■ ACTIVITY:
In the listing below, find the line with "dinujoh: This is" and the line with "Looks good. One". Repeat those two lines and all lines between them exactly.

---*---

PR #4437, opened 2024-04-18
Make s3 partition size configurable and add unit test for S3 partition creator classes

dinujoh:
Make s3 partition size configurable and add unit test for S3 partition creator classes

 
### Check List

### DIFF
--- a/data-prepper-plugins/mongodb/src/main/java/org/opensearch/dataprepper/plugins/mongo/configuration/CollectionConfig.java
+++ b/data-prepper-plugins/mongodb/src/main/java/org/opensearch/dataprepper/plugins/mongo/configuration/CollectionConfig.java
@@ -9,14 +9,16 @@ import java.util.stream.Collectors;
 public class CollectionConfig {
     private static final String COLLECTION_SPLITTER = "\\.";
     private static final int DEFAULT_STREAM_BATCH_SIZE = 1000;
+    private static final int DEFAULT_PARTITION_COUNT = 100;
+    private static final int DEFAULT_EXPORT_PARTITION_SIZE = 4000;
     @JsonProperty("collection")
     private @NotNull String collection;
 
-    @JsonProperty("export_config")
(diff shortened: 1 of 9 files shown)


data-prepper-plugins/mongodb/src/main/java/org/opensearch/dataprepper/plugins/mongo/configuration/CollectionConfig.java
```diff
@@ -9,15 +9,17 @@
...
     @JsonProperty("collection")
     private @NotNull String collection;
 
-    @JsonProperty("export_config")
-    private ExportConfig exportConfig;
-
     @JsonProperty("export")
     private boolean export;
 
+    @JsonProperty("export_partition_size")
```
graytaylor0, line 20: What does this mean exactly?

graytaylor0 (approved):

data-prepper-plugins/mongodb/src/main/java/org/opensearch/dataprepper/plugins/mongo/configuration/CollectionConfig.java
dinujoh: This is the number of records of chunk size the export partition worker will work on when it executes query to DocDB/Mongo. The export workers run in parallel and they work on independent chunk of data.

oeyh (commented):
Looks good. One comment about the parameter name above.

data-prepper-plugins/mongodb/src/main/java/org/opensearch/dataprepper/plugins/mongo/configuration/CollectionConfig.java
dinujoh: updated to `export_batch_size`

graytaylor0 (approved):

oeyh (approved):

---*---

■ ANSWER TO THIS TASK:
dinujoh: This is the number of records of chunk size the export partition worker will work on when it executes query to DocDB/Mongo. The export workers run in parallel and they work on independent chunk of data.

oeyh (commented):
Looks good. One comment about the parameter name above.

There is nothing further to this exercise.